Sync users in the Active Directory

Sync universal groups and users in a multi-domain Active Directory (AD).
Organizations can have multiple Active Directory domains for different geographical regions. To sync all of the users in all groups, Enterprise Application Access (EAA) has the global catalog server option. When this option is not selected, groups and users belonging to other domains with the same AD forest are not to be synced. For more information, see Add users and invite them to the cloud directory and Add users to an overlay group.

Organizations may deploy an Active Directory forest containing many domains. Each domain may represent a separate geographical region, or team within a company like the marketing, engineering, and customer support. A domain is controlled by the AD domain controller. It's added to Enterprise Application Access (EAA) for syncing groups and users within that domain. To sync groups and users belonging to other domains within the same forest, EAA has the global catalog option. When this option is not selected, groups and users belonging to other domains within the AD same forest are not synced from the server. Complete this procedure to sync universal groups and users belonging to other domains within the AD forest.

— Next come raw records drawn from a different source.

PR #2790, opened 2026-07-23
Fix async iterator cleanup after early exits

### LINKED ISSUE #2787: gsc: async iterator early exit before using declaration NREs in MoveNext
## RC‑C15‑C — async iterator early‑exit (`goto`) before a `using` declaration → NRE in `MoveNext`
- **Owner / stage:** gsc, async‑iterator state‑machine lowering (disposal / `using` scope on the early‑exit path).
- **NEW vs REOPEN:** **NEW.** No existing issue (searched "async iterator using", "iterator disposal null", "yield break using"; #1623 is iterator‑lowering drift, not this NRE).
- **Minimal deterministic repro:** `minrepro/asynciter_earlyexit.gs` — `async … IAsyncEnumerable[int32]` with `if !File.Exists(path) { goto __exit }` **before** `using let sr = StreamReader(...)`, `__exit:` at the end. On a missing file:
  ```
  System.NullReferenceException  at AsyncIterEarlyExit.Reader.<ReadAllAsync>d__1.MoveNext()
  ```
- **Baseline/current proof:** C# `JsonlHistoryStore.ReadAllAsync` does `if (!File.Exists(path)) { yield break; }` before the `using` and enumerates empty on a missing file (baseline test passes). Directly reproduced against the migrated closure via `harness/` (`EXCEPTION: System.NullReferenceException … <ReadAllAsync>d__74.MoveNext()`).
- **Affected tests (1):** `Commands.HistoryRetryCommandTests.Retry_UnknownId_ExitsOne` (retry reads `new JsonlHistoryStore(HistoryPath()).ReadAllAsync` with a missing history file → NRE instead of "no history record").
- **Shared code path:** async‑iterator MoveNext/Dispose emission where a `goto` to the exit label bypasses a `using` variable's initialization.
- **Issue‑ready title:** `gsc: async iterator with an early goto before a using declaration NREs in MoveNext on the early-exit path`
- **Fix direction:** ensure the async‑iterator state machine's fault/finally disposal for a `using` only runs when the `using` variable has been assigned (guard on the try‑region entry state), matching C# `yield break` semantics on an early exit before the `using`.
- **Acceptance tests:** `asynciter_earlyexit.gs` prints `count=0` (no NRE); `Retry_UnknownId_ExitsOne` passes; harness enumerates missing‑file `ReadAllAsync` with `count=0`.

DavidObando:
## Summary
- guard using cleanup with explicit initialization state
- preserve protected-region cleanup across sync/async iterator suspension and disposal
- await async-iterator cleanup completion and verify disposal order, early exits, and IL

## Validation
- targeted iterator/using suites: 78 passed
- Compiler.Tests: 3,466 passed
- Core.Tests: 6,701 passed, 1 intentional manual skip
- Oahu JsonlHistoryStore missing-file harness: count=0
- Oahu Retry_UnknownId_ExitsOne: passed

Fixes #2787


DavidObando:
Addressed the deferred ordinary-method case in fde2767f. Protected-region entry routing now runs centrally in `Lowerer` for ordinary sync/async methods and generated state machines. Added runtime + ILVerify regressions for both ordinary method forms; full Compiler.Tests (3,468) and Core.Tests (6,701 + one intentional manual skip) pass locally.

DavidObando:
Second-review gaps addressed in 3357a3c9: using/await-using cleanup now clears initialization state before disposal, preventing repeat cleanup after legal region re-entry; function-wide gotos entering catch/finally handlers now fail with GS0497 while same-handler branches remain legal. Added runtime + ILVerify leave/re-enter coverage and catch/finally diagnostic controls. Full Compiler.Tests: 3,473 passed. Full Core.Tests: 6,701 passed (one intentional manual skip).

1. In the EAA Management Portal navigation menu, select Identity > Directories.
   The Directory cards appear.

2. On to the directory card you want to enable global sync across multiple domains in the Active Directory, click Configure Directory.

3. Click Show additional attributes and select Global catalog server.

4. Click Save directory.

5. Return to the directory card and click Sync.
   You should see all users synced across multiple domains.

📘

EAA uses ports 3268 and 3269 on the global catalog server to sync groups and users. Make sure EAA can communicate with the Active Directory on these ports and configure firewall rules to add these ports to allow list.